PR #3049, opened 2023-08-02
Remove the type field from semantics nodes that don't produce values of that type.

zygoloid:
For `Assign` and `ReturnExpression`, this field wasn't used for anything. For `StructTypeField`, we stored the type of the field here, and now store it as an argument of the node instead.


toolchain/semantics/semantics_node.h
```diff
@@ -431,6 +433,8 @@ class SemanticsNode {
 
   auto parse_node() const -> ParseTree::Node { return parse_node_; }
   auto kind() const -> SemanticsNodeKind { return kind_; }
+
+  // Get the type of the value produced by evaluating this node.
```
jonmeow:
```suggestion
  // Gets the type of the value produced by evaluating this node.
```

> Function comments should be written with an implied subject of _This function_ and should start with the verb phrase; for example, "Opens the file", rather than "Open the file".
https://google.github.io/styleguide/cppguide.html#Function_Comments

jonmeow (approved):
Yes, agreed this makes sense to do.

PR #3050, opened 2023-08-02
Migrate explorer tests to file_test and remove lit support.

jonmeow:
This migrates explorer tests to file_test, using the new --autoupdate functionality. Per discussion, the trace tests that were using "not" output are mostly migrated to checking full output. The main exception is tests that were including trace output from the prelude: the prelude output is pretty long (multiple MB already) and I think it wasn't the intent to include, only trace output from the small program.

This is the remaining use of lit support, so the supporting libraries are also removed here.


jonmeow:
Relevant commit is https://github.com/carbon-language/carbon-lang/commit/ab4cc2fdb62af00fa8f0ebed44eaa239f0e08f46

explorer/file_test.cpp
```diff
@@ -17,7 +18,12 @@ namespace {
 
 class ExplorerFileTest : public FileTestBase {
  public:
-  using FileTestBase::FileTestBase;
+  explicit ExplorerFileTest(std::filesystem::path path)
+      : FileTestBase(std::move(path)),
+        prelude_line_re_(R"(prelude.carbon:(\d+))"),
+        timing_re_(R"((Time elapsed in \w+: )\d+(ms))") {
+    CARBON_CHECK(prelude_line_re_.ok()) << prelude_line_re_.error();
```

———

WHAT IS BEING ASKED | Return a faithful copy of all the records above.

OUTPUT BELOW |
PR #3049, opened 2023-08-02
Remove the type field from semantics nodes that don't produce values of that type.

zygoloid:
For `Assign` and `ReturnExpression`, this field wasn't used for anything. For `StructTypeField`, we stored the type of the field here, and now store it as an argument of the node instead.


toolchain/semantics/semantics_node.h
```diff
@@ -431,6 +433,8 @@ class SemanticsNode {
 
   auto parse_node() const -> ParseTree::Node { return parse_node_; }
   auto kind() const -> SemanticsNodeKind { return kind_; }
+
+  // Get the type of the value produced by evaluating this node.
```
jonmeow:
```suggestion
  // Gets the type of the value produced by evaluating this node.
```

> Function comments should be written with an implied subject of _This function_ and should start with the verb phrase; for example, "Opens the file", rather than "Open the file".
https://google.github.io/styleguide/cppguide.html#Function_Comments

jonmeow (approved):
Yes, agreed this makes sense to do.

PR #3050, opened 2023-08-02
Migrate explorer tests to file_test and remove lit support.

jonmeow:
This migrates explorer tests to file_test, using the new --autoupdate functionality. Per discussion, the trace tests that were using "not" output are mostly migrated to checking full output. The main exception is tests that were including trace output from the prelude: the prelude output is pretty long (multiple MB already) and I think it wasn't the intent to include, only trace output from the small program.

This is the remaining use of lit support, so the supporting libraries are also removed here.


jonmeow:
Relevant commit is https://github.com/carbon-language/carbon-lang/commit/ab4cc2fdb62af00fa8f0ebed44eaa239f0e08f46

explorer/file_test.cpp
```diff
@@ -17,7 +18,12 @@ namespace {
 
 class ExplorerFileTest : public FileTestBase {
  public:
-  using FileTestBase::FileTestBase;
+  explicit ExplorerFileTest(std::filesystem::path path)
+      : FileTestBase(std::move(path)),
+        prelude_line_re_(R"(prelude.carbon:(\d+))"),
+        timing_re_(R"((Time elapsed in \w+: )\d+(ms))") {
+    CARBON_CHECK(prelude_line_re_.ok()) << prelude_line_re_.error();
```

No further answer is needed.